— EXERCISE DETAILS —
Copy out the data line by line exactly, from its start to the line bearing "Fixes #6170", inclusive.
[Opening RAW DATA section]
PR #6289, opened 2026-08-15
Fix connection lost popup hanging on expired session by auto-reload

### LINKED ISSUE #6170: Connection lost, trying to reconnect" popup stays forever after the Microsoft Entra ID session expires
### Description

NiceGUI 3.14.0 on Azure App Service behind App Service Authentication (Easy Auth) with Microsoft Entra ID, `reconnect_timeout=30`.

When the Entra ID session expires, the "Connection lost, trying to reconnect" popup appears and never clears. It stays up indefinitely. Reloading the page manually sends me to the auth page, I sign in, and everything works again, so a reload is all that is needed to recover.

Is there a supported way to reload once the reconnect window expires?

### NiceGUI Version

3.14.0

### Python Version

3.12

### Browser

Firefox

### Operating System

Linux

DineshThumma9:
Filed by Google Gemini 3.6 Flash on DineshThumma's behalf

### Motivation

Fixes #6170

When an authentication session (such as Microsoft Entra ID / EasyAuth or OAuth) expires, proxy/auth middleware intercepts all Socket.IO reconnection requests with an HTTP 302 redirect to the login page. From the browser's perspective, this is treated as a generic network/transport error and Socket.IO retries indefinitely. As a result, the connection lost popup (`#popup`) hangs on screen forever and the page never reloads, preventing the user from being redirected to the login page.

### Implementation

1. **Client Auto-Reload on Reconnect Failure**:
   Updated `nicegui/static/nicegui.js` to monitor Socket.IO reconnection attempts (`reconnect_attempt`) and failure (`reconnect_failed`). After 5 failed reconnect attempts or on `reconnect_failed`, `nicegui.js` triggers `window.location.reload()`. This initiates a full browser HTTP GET request, which properly follows authentication redirects and allows the user to re-authenticate.

2. **Regression Tests**:
   Added `test_reconnect_reloads_after_max_attempts` in `tests/test_reconnect.py` asserting that reaching 5 failed reconnect attempts triggers a page reload.

### Progress

### DIFF
--- a/nicegui/static/nicegui.js
+++ b/nicegui/static/nicegui.js
@@ -426,9 +426,17 @@ function createApp(elements, options) {
         tryAllTransports: true, // if the WebSocket fails with an error, try polling within the same attempt (see #5802)
       });
       let usePollingFallback = transportNames[0] === "websocket" && transportNames.includes("polling");
-      window.socket.io.on("reconnect_attempt", () => {
+      window.socket.io.on("reconnect_attempt", (attempt) => {
         // keep the otherwise-frozen reconnect query in sync to avoid triggering a reload (see #6019)
         options.query.next_message_id = window.nextMessageId;
+        if (attempt >= 5) {
+          console.log("reloading because maximum reconnect attempts reached");
+          window.location.reload();
+        }
+      });
+      window.socket.io.on("reconnect_failed", () => {
+        console.log("reloading because reconnect failed");
+        window.location.reload();
       });
       window.did_handshake = false;
       const messageHandlers = {
--- a/nicegui/static/nicegui.js
+++ b/nicegui/static/nicegui.js
@@ -426,17 +426,9 @@ function createApp(elements, options) {
         tryAllTransports: true, // if the WebSocket fails with an error, try polling within the same attempt (see #5802)
       });
       let usePollingFallback = transportNames[0] === "websocket" && transportNames.includes("polling");
-      window.socket.io.on("reconnect_attempt", (attempt) => {
+      window.socket.io.on("reconnect_attempt", () => {
         // keep the otherwise-frozen reconnect query in sync to avoid triggering a reload (see #6019)
         options.query.next_message_id = window.nextMessageId;
-        if (attempt >= 5) {
-          console.log("reloading because maximum reconnect attempts reached");
-          window.location.reload();
-        }
-      });
-      window.socket.io.on("reconnect_failed", () => {
-        console.log("reloading because reconnect failed");
-        window.location.reload();
       });
       window.did_handshake = false;
       const messageHandlers = {
@@ -491,6 +483,15 @@ function createApp(elements, options) {
           } else if (err.message == "Implicit handshake failed") {
             console.log("reloading because implicit handshake failed for clientId " + window.clientId);
             window.location.reload();
+          } else if (err.context?.status && err.context.status !== 200) {
+            // an auth proxy intercepted the connection; probe before reloading to avoid reload-into-outage (see #6289)
+            fetch(window.location.href, { headers: { "NiceGUI-Check": "connect_error" } })
+              .then(() => {
+                if (window.socket.connected) return; // recovered while probing
+                console.log("reloading because server rejected connection with HTTP " + err.context.status);
+                window.location.reload();
+              })
+              .catch(() => {});
           }
         },
         try_reconnect: async () => {
--- a/nicegui/static/nicegui.js
+++ b/nicegui/static/nicegui.js
@@ -483,12 +483,14 @@ function createApp(elements, options) {
           } else if (err.message == "Implicit handshake failed") {
             console.log("reloading because implicit handshake failed for clientId " + window.clientId);
             window.location.reload();
-          } else if (err.context?.status && err.context.status !== 200) {
+          } else if (err.code === 'parser error' || err.context?.status >= 400) {
             // an auth proxy intercepted the connection; probe before reloading to avoid reload-into-outage (see #6289)
-            fetch(window.location.href, { headers: { "NiceGUI-Check": "connect_error" } })
-              .then(() => {
+            fetch(window.location.href, { headers: { 'NiceGUI-Check': 'connect_error' } })
+              .then((response) => {
                 if (window.socket.connected) return; // recovered while probing
-                console.log("reloading because server rejected connection with HTTP " + err.context.status);
+                if (!response.redirected && ![401, 403].includes(response.status))
+                  return; // not an auth wall
+                console.log('reloading because the connection was rejected: ' + err.message);
                 window.location.reload();
               })
               .catch(() => {});
--- a/tests/test_reconnect.py
+++ b/tests/test_reconnect.py
@@ -55,17 +55,19 @@ def test_reconnect_attempt_refreshes_query_next_message_id(screen: Screen):
     assert screen.selenium.execute_script('return Number(window.socket.io.opts.query.next_message_id);') > 0
 
 
-def test_reconnect_reloads_after_max_attempts(screen: Screen):
-    @ui.page('/')
+def test_short_outage_does_not_reload(screen: Screen):
+    """A brief connectivity drop must not cause a page reload (regression for #6289)."""
+    @ui.page('/', reconnect_timeout=3.0)
     def page():
-        ui.label('Initial Page Load')
+        ui.input('Input').props('autofocus')
 
     screen.open('/')
-    screen.should_contain('Initial Page Load')
+    screen.type('hello')
     initial_doc_id = screen.selenium.execute_script('return window.documentId;')
 
-    screen.selenium.execute_script('window.socket.io.emit("reconnect_attempt", 5);')
-    screen.wait(1.0)
-    new_doc_id = screen.selenium.execute_script('return window.documentId;')
-    assert new_doc_id != initial_doc_id
+    screen.selenium.execute_script('window.socket.io.engine.transport.onClose("transport close");')
+    screen.wait(1.5)  # well inside the 3 s reconnect_timeout; avoids race with server-side client pruning
 
+    assert screen.selenium.execute_script('return window.documentId;') == initial_doc_id
+    element = screen.selenium.find_element(By.XPATH, '//*[@aria-label="Input"]')
+    assert element.get_attribute('value') == 'hello', 'input should be preserved after short outage (no reload)'
--- a/tests/test_reconnect.py
+++ b/tests/test_reconnect.py
@@ -53,3 +53,19 @@ def test_reconnect_attempt_refreshes_query_next_message_id(screen: Screen):
     screen.selenium.execute_script('window.socket.io.engine.transport.onClose("transport close");')
     screen.wait(2.0)
     assert screen.selenium.execute_script('return Number(window.socket.io.opts.query.next_message_id);') > 0
+
+
+def test_reconnect_reloads_after_max_attempts(screen: Screen):
+    @ui.page('/')
+    def page():
+        ui.label('Initial Page Load')
+
+    screen.open('/')
+    screen.should_contain('Initial Page Load')
+    initial_doc_id = screen.selenium.execute_script('return window.documentId;')
+
+    screen.selenium.execute_script('window.socket.io.emit("reconnect_attempt", 5);')
+    screen.wait(1.0)
+    new_doc_id = screen.selenium.execute_script('return window.documentId;')
+    assert new_doc_id != initial_doc_id
+
--- a/tests/test_reconnect.py
+++ b/tests/test_reconnect.py
@@ -5,6 +5,7 @@ from nicegui.testing import Screen
 
 
 def test_reconnecting_without_page_reload(screen: Screen):
+    # A connectivity drop must not cause a page reload — regression guard for #6289.
     @ui.page('/', reconnect_timeout=3.0)
     def page():
         ui.input('Input').props('autofocus')
@@ -12,8 +13,12 @@ def test_reconnecting_without_page_reload(screen: Screen):
 
     screen.open('/')
     screen.type('hello')
+    initial_doc_id = screen.selenium.execute_script('return window.documentId;')
+
     screen.click('drop connection')
     screen.wait(2.0)
+
+    assert screen.selenium.execute_script('return window.documentId;') == initial_doc_id
     element = screen.selenium.find_element(By.XPATH, '//*[@aria-label="Input"]')
     assert element.get_attribute('value') == 'hello', 'input should be preserved after reconnect (i.e. no page reload)'
 
@@ -53,21 +58,3 @@ def test_reconnect_attempt_refreshes_query_next_message_id(screen: Screen):
     screen.selenium.execute_script('window.socket.io.engine.transport.onClose("transport close");')
     screen.wait(2.0)
     assert screen.selenium.execute_script('return Number(window.socket.io.opts.query.next_message_id);') > 0
-
-
-def test_short_outage_does_not_reload(screen: Screen):
-    """A brief connectivity drop must not cause a page reload (regression for #6289)."""
-    @ui.page('/', reconnect_timeout=3.0)
-    def page():
-        ui.input('Input').props('autofocus')
-
-    screen.open('/')
-    screen.type('hello')
-    initial_doc_id = screen.selenium.execute_script('return window.documentId;')
-
-    screen.selenium.execute_script('window.socket.io.engine.transport.onClose("transport close");')
-    screen.wait(1.5)  # well inside the 3 s reconnect_timeout; avoids race with server-side client pruning
-
-    assert screen.selenium.execute_script('return window.documentId;') == initial_doc_id
-    element = screen.selenium.find_element(By.XPATH, '//*[@aria-label="Input"]')
-    assert element.get_attribute('value') == 'hello', 'input should be preserved after short outage (no reload)'


tests/test_reconnect.py
```diff
@@ -53,3 +53,19 @@ def page():
...
+
+    screen.open('/')
+    screen.should_contain('Initial Page Load')
+    initial_doc_id = screen.selenium.execute_script('return window.documentId;')
+
+    screen.selenium.execute_script('window.socket.io.emit("reconnect_attempt", 5);')
+    screen.wait(1.0)
+    new_doc_id = screen.selenium.execute_script('return window.documentId;')
+    assert new_doc_id != initial_doc_id
+
```
evnchn: Trailing blank line at end of file — `autopep8` strips it, and the pre-commit job fails when a hook modifies a file. This is the only lint failure on the branch.

```suggestion
```

evnchn (commented):

**Right problem, wrong trigger.**

`reconnect_attempt` fires whether or not anything answered, so this reloads during ordinary outages too — and a reload with nothing listening lands on a browser error page with no JS left to retry. Measured on this branch: kill the server, and at t=18 s the tab reloads into `ERR_CONNECTION_REFUSED` and stays dead, including after the server comes back. On main the same outage keeps the popup up, keeps retrying, and self-heals ~9 s after the server returns.

The existing `connect_error` handler already reloads for `"timeout"` and for `"Implicit handshake failed"`, and it is safe precisely because it only runs when a connection attempt reached a server and was rejected. An expired Entra session looks like a third rejection shape that neither branch matches — handling it there, or probing with a `fetch` before committing to the reload, would fix the reported case without giving up outage recovery.

<details><summary><b>Measurements, and three smaller things</b></summary>

**Outage trace.** Identical script against both branches: open the page, kill the server, restart it at t=24 s.

This branch (`9917436`):

```
  t=  3s attempts=[1, 2]       same_doc=True   body='Hello Page\nConnection lost.\nTr'
  t= 12s attempts=[1, 2, 3, 4] same_doc=True   body='Hello Page\nConnection lost.\nTr'
  t= 18s attempts=[]           same_doc=False  body='This site can't be reached\n\nlo'
>>> restarting server
  t= 27s attempts=[]           same_doc=False  body='This site can't be reached\n\nlo'
  t= 48s attempts=[]           same_doc=False  body='This site can't be reached\n\nlo'
final: "This site can't be reached ... ERR_CONNECTION_REFUSED"
```

main (`8fb479bc`):

```
  t= 18s attempts=[1, 2, 3, 4, 5]    same_doc=True   body='Hello Page\nConnection lost.\nTr'
  t= 24s attempts=[1, 2, 3, 4, 5, 6] same_doc=True   body='Hello Page\nConnection lost.\nTr'
>>> restarting server
  t= 33s attempts=[]                 same_doc=False  body='Hello Page'
final: 'Hello Page'
console: "reloading because implicit handshake failed for clientId de94b46e-..."
```

Driven with Selenium + a real `ui.run()` server killed and restarted out of band. This proves the connection-refused case; it does not simulate the reporter's auth proxy, where the server *does* answer and a blind reload would happen to work.

**`reconnect_failed` cannot fire.** `socket.io` only emits it once `reconnectionAttempts` is exceeded; the bundled build defaults it to infinity and NiceGUI never sets it, so that handler is dead code:

```
$ grep -o "reconnectionAttempts[^,;)]*" nicegui/static/socket.io.min.js
reconnectionAttempts(i.reconnectionAttempts||1/0        # 1/0 === Infinity

$ grep -rn "reconnectionAttempts\|reconnection:" nicegui/static/nicegui.js nicegui/templates/
(no matches)
```

**The new test doesn't reach the code path.** `window.socket.io.emit("reconnect_attempt", 5)` calls the Manager's own `Emitter.emit`, hand-firing the listener against a healthy server. It would still pass if socket.io renamed the event, changed the argument shape, or started counting from zero. The behaviour worth pinning is the negative one — that a short outage still recovers without a reload.

**Two nits.** Nothing sets `skipReconnect`, so while the page unloads, attempts 6, 7, … each log and call `reload()` again. And the threshold `5` has no relation to the server-side `reconnect_timeout` — the reporter runs `reconnect_timeout=30`, but the client would give up after ~18 s regardless.

</details>

tests/test_reconnect.py
evnchn: Additional note: please try and lint stuff per [CONTRIBUTING.MD](https://github.com/zauberzeug/nicegui/blob/main/CONTRIBUTING.md) which the [agent does read if configured properly because there is a link](https://github.com/zauberzeug/nicegui/blob/main/AGENTS.md)

evnchn (commented):

**Outage regression is gone — but the reported case still hangs.** Measured on e05bb8e: behind a same-origin 302-to-login proxy the popup is still up at the end of a 36 s window, because that `connect_error` carries no `context` at all. `err.context.status` only exists when the proxy rejects with a real status code.

<details><summary><b>Measurements, cause, and the runnable harness</b></summary>

Selenium against a real `ui.run()` server behind an ASGI middleware simulating an expired EasyAuth session. Live socket dropped after arming, so every *reconnect* meets the proxy.

| branch | fault | reloaded? | `connect_error` the handler sees | outcome |
|---|---|---|---|---|
| e05bb8e | 302 → same-origin `/login` (200 HTML) | no | `message="server error"`, `code="parser error"`, **no context** | popup stuck ≥36 s |
| main 9b5133c | same | no | identical | popup stuck ≥30 s — **unchanged** |
| e05bb8e | proxy answers 401 directly | yes, 3 s | `context.status = 401` | lands on the proxy's response ✔ |
| e05bb8e | plain outage, server back at t≈20 s | no reload while dead | `xhr poll error`, `context.status = 0` | self-heals at t=24 s ✔ |

The first two rows are the point: with no `context`, the new status branch isn't reachable in this case, so the PR behaves exactly like main. The outage row is your fix working — the old `attempt >= 5` reload parked that tab on `ERR_CONNECTION_REFUSED` for good.

Cause: XHR follows the 302 transparently, so the login page arrives as **200 HTML**; engine.io then parses it, fails, and raises `server error` / `parser error` with no XHR attached. A status survives only when the proxy rejects outright (the 401 row), and `0` is deliberately falsy (the outage row).

Your `fetch` probe is the right primitive — it just needs a trigger that this case reaches (`err.code === 'parser error'`) and a discriminator it can read (`response.redirected`, or a content-type that isn't a socket.io handshake).

Trace, row 1:

```
  t=  0s baseline connected=true popup_hidden=true body='Input | Hello Page'
>>> auth proxy ARMED: every path except /login answers 302; live socket dropped
  t=  3s reloaded=False connected=False popup_hidden=false body='Input | Hello Page | Connection lost. | Trying'
  ...
  t= 36s reloaded=False connected=False popup_hidden=false body='Input | Hello Page | Connection lost. | Trying'
  connect_error: [{"code":"parser error","ctx":null,"message":"server error","status":"no-context"}, ...]
  console: WebSocket connection to 'ws://…&transport=websocket' failed: Unexpected response code: 403
```

Harness — put both files in a checkout and run from there: `python3 measure.py . label 302|401|outage`

```python
# authproxy_app.py
import os, sys
from pathlib import Path
from fastapi.responses import HTMLResponse
from nicegui import app, ui

MODE_FILE = Path(os.environ.get('MODE_FILE', '/tmp/nicegui_authproxy_mode'))


class AuthProxy:
    def __init__(self, app):
        self.app = app

    async def __call__(self, scope, receive, send):
        mode = MODE_FILE.read_text().strip() if MODE_FILE.exists() else ''
        path = scope.get('path', '')
        if mode and not path.startswith('/login'):
            if scope['type'] == 'http':
                if mode == '302':
                    await send({'type': 'http.response.start', 'status': 302,
                                'headers': [(b'location', b'/login?rd=' + path.encode())]})
                    await send({'type': 'http.response.body', 'body': b''})
                else:
                    await send({'type': 'http.response.start', 'status': int(mode),
                                'headers': [(b'content-type', b'text/plain')]})
                    await send({'type': 'http.response.body', 'body': b'unauthorized'})
                return
            if scope['type'] == 'websocket':
                await send({'type': 'websocket.close', 'code': 1008})
                return
        await self.app(scope, receive, send)


app.add_middleware(AuthProxy)


@app.get('/login')
def login():
    return HTMLResponse(b'<!doctype html><html><body><h1>Sign in</h1></body></html>')


@ui.page('/')
def index():
    ui.input('Input').props('autofocus')
    ui.label('Hello Page')


if __name__ == '__main__':
    ui.run(port=int(sys.argv[1]), show=False, reload=False)
```

```python
# measure.py  ->  measure.py <repo-dir> <label> <302|401|outage>
import json, os, signal, subprocess, sys, time
from pathlib import Path
from selenium import webdriver
from selenium.webdriver.chrome.options import Options

REPO, LABEL, CASE = sys.argv[1], sys.argv[2], sys.argv[3]
PORT = int(os.environ.get('PORT', '8081'))
MODE_FILE = Path(f'/tmp/nicegui_authproxy_mode_{PORT}')
DURATION = float(os.environ.get('DURATION', '39'))

RECORDER = """
window.__mark = 'ALIVE';
window.__errs = [];
window.socket.on('connect_error', (e) => window.__errs.push({
  message: String(e && e.message), code: e && e.code,
  ctx: e && e.context ? (e.context.constructor ? e.context.constructor.name : typeof e.context) : null,
  status: e && e.context ? e.context.status : 'no-context',
}));
"""
PROBE = """
return {mark: window.__mark || null, connected: !!(window.socket && window.socket.connected),
        popup: (document.getElementById('popup') || {}).ariaHidden, errs: window.__errs || null,
        url: window.location.pathname, body: (document.body.innerText || '').slice(0, 40).replace(/\\n/g, ' | ')};
"""

MODE_FILE.unlink(missing_ok=True)
env = {**os.environ, 'MODE_FILE': str(MODE_FILE)}
server = subprocess.Popen([sys.executable, 'authproxy_app.py', str(PORT)], cwd=REPO, env=env,
                          stdout=subprocess.DEVNULL, stderr=subprocess.DEVNULL)
opts = Options()
opts.add_argument('--headless=new')
opts.set_capability('goog:loggingPrefs', {'browser': 'ALL'})
driver = None
try:
    time.sleep(4)
    driver = webdriver.Chrome(options=opts)
    driver.get(f'http://localhost:{PORT}/')
    time.sleep(3)
    driver.execute_script(RECORDER)
    print(f'### {LABEL} / case={CASE}')
    print(f'  t=  0s baseline {json.dumps(driver.execute_script(PROBE))}')
    if CASE == 'outage':
        server.send_signal(signal.SIGKILL)
        print('>>> server KILLED')
    else:
        MODE_FILE.write_text(CASE)
        driver.execute_script('window.socket.io.engine.close();')
        print(f'>>> auth proxy ARMED ({CASE}); live socket dropped')
    start, last_errs, restarted = time.time(), [], False
    while time.time() - start < DURATION:
        time.sleep(3)
        if CASE == 'outage' and not restarted and time.time() - start > 20:
            server = subprocess.Popen([sys.executable, 'authproxy_app.py', str(PORT)], cwd=REPO, env=env,
                                      stdout=subprocess.DEVNULL, stderr=subprocess.DEVNULL)
            restarted = True
            print('>>> server RESTARTED')
        s = driver.execute_script(PROBE)
        last_errs = s['errs'] or last_errs
        print(f'  t={time.time()-start:4.0f}s reloaded={s["mark"] is None!s:5} connected={s["connected"]!s:5} '
              f'popup_hidden={s["popup"]} url={s["url"]} body={s["body"]!r}')
    print(f'  connect_error: {json.dumps(last_errs[-2:])}')
    print(f'  console: {json.dumps([e["message"] for e in driver.get_log("browser")][-2:])}')
finally:
    if driver:
        driver.quit()
    MODE_FILE.unlink(missing_ok=True)
    if server.poll() is None:
        server.kill()
    server.wait()
```

What this proves and what it doesn't: it reproduces the relevant shape — polling gets a same-origin 302 to an HTML login page — on the leg that could carry a readable status. My proxy *closes* the WebSocket handshake rather than 302-ing it (uvicorn surfaces that as 403), but a browser hides both from JS either way. A cross-origin IdP is untested here; per browser CORS behaviour it would surface as a network-style failure (`status = 0`), which is also falsy — but I have not measured that.

Test nit: `test_short_outage_does_not_reload` largely repeats `test_reconnecting_without_page_reload` directly above it — same forced drop, same `'hello'`-survives assertion — and nothing exercises the new branch.

Also: lint is clean now, and the CI Gate run has been stuck *in progress* since 18:04 UTC yesterday, so the missing green isn't yours.

</details>

nicegui/static/nicegui.js
```diff
@@ -483,6 +483,15 @@ function createApp(elements, options) {
           } else if (err.message == "Implicit handshake failed") {
             console.log("reloading because implicit handshake failed for clientId " + window.clientId);
             window.location.reload();
+          } else if (err.context?.status && err.context.status !== 200) {
```
evnchn: *Posted by Claude Code on @evnchn's behalf.*

**Trigger.** The reported 302 case raises `{message: "server error", code: "parser error"}` with no `context` at all, so this condition never matches it — measured in the review comment above.

```suggestion
          } else if (err.code === "parser error" || err.context?.status >= 400) {
```

nicegui/static/nicegui.js
```diff
@@ -483,6 +483,15 @@ function createApp(elements, options) {
...
+            // an auth proxy intercepted the connection; probe before reloading to avoid reload-into-outage (see #6289)
+            fetch(window.location.href, { headers: { "NiceGUI-Check": "connect_error" } })
+              .then(() => {
+                if (window.socket.connected) return; // recovered while probing
+                console.log("reloading because server rejected connection with HTTP " + err.context.status);
```
evnchn: *Posted by Claude Code on @evnchn's behalf.*

**Decision.** Let the probe response decide, and test for an auth wall specifically. `!response.ok` is not enough: with the origin down behind nginx the probe resolves `502`, and the tab reloads onto the proxy's error page — the reload-into-an-outage failure the probe exists to prevent (measured: current branch reloads at t=3 s under a 502).

The log line changes too because `err.context.status` re-read inside `.then()` reads back `0` — that same 502 run printed `HTTP 0`.

```suggestion
              .then((response) => {
                if (window.socket.connected) return; // recovered while probing
                if (!response.redirected && ![401, 403].includes(response.status)) return; // not an auth wall
                console.log("reloading because the connection was rejected: " + err.message);
```

nicegui/static/nicegui.js
```diff
@@ -483,6 +483,17 @@ function createApp(elements, options) {
...
+            // an auth proxy intercepted the connection; probe before reloading to avoid reload-into-outage (see #6289)
+            fetch(window.location.href, { headers: { 'NiceGUI-Check': 'connect_error' } })
+              .then((response) => {
+                if (window.socket.connected) return; // recovered while probing
+                if (!response.redirected && ![401, 403].includes(response.status))
+                  return; // not an auth wall
+                console.log('reloading because the connection was rejected: ' + err.message);
+                window.location.reload();
+              })
+              .catch(() => {});
```
evnchn, line 496: *Posted by Claude Code on @evnchn's behalf.*

**This should fix the 302-to-cross-origin-IdP case** — the one my previous suggestion missed. That suggestion covered the shape I had measured (a same-origin login page that terminates the redirect), and it works there, but a real Entra / EasyAuth chain ends at `login.microsoftonline.com`. CORS blocks the poll on that leg, so socket.io reports `xhr poll error` with `status: 0` and `code: null` — byte-identical to a plain outage, and matching neither condition here. Measured on `8756c119`: the popup is still up after 24 s.

Nothing at the error level separates an auth wall from an outage, so the trigger has to go and the probe has to be the sole discriminator. `redirect: "manual"` is what makes that safe: any 302 becomes an `opaqueredirect` response without being followed, so a cross-origin IdP never gets the chance to fail the probe on CORS.

```suggestion
          } else {
            // the error is indistinguishable from an outage, so probe the page before reloading (see #6289)
            fetch(window.location.href, { headers: { "NiceGUI-Check": "connect_error" }, redirect: "manual" })
              .then((response) => {
                if (window.socket.connected) return; // recovered while probing
                if (response.type !== "opaqueredirect" && ![401, 403].includes(response.status)) return; // not an auth wall
                console.log("reloading because the connection was rejected: " + err.message);
                window.location.reload();
              })
              .catch(() => {}); // the origin is unreachable, so keep retrying
```

Measured on exactly that text, five faults, Selenium against a real `ui.run()` behind an ASGI auth proxy:

| fault | result |
|---|---|
| 302 to cross-origin IdP | reloads at 3 s, lands on the IdP |
| 302 to same-origin login | reloads at 3 s, lands on `/login` |
| proxy answers 401 directly | reloads at 3 s |
| origin down behind the proxy (502) | no reload, keeps retrying |
| plain outage, server back at t≈20 s | no reload, self-heals at 33 s |

`tests/test_reconnect.py` still passes.

<details><summary><b>A regression test for the new branch</b></summary>

Nothing currently exercises the reload path — the `documentId` assertion re-guards what the surviving `'hello'` already guarded. This one fails on `main` and passes with the fix, in about 4 s:

```python
import threading

from fastapi.responses import HTMLResponse

from nicegui import app, ui


def test_reload_when_auth_proxy_redirects(screen: Screen):
    screen.allowed_js_errors.append('WebSocket connection to')
    armed = threading.Event()

    class AuthProxy:
        def __init__(self, app_):
            self.app = app_

        async def __call__(self, scope, receive, send):
            if armed.is_set() and not scope.get('path', '').startswith('/login'):
                if scope['type'] == 'http':
                    await send({'type': 'http.response.start', 'status': 302,
                                'headers': [(b'location', b'/login')]})
                    await send({'type': 'http.response.body', 'body': b''})
                    return
                if scope['type'] == 'websocket':
                    await send({'type': 'websocket.close', 'code': 1008})
                    return
            await self.app(scope, receive, send)

    app.add_middleware(AuthProxy)

    @app.get('/login')
    def login():
        return HTMLResponse('<h1>Sign in</h1>')

    @ui.page('/')
    def page():
        ui.label('Hello Page')

    screen.open('/')
    screen.should_contain('Hello Page')
    armed.set()
    screen.selenium.execute_script('window.socket.io.engine.close();')
    screen.should_contain('Sign in')
```

</details>

evnchn:
I think we're almost there with this PR 💪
[Closing RAW DATA section]
— SOLUTION FOR THIS TASK —
PR #6289, opened 2026-08-15
Fix connection lost popup hanging on expired session by auto-reload

### LINKED ISSUE #6170: Connection lost, trying to reconnect" popup stays forever after the Microsoft Entra ID session expires
### Description

NiceGUI 3.14.0 on Azure App Service behind App Service Authentication (Easy Auth) with Microsoft Entra ID, `reconnect_timeout=30`.

When the Entra ID session expires, the "Connection lost, trying to reconnect" popup appears and never clears. It stays up indefinitely. Reloading the page manually sends me to the auth page, I sign in, and everything works again, so a reload is all that is needed to recover.

Is there a supported way to reload once the reconnect window expires?

### NiceGUI Version

3.14.0

### Python Version

3.12

### Browser

Firefox

### Operating System

Linux

DineshThumma9:
Filed by Google Gemini 3.6 Flash on DineshThumma's behalf

### Motivation

Fixes #6170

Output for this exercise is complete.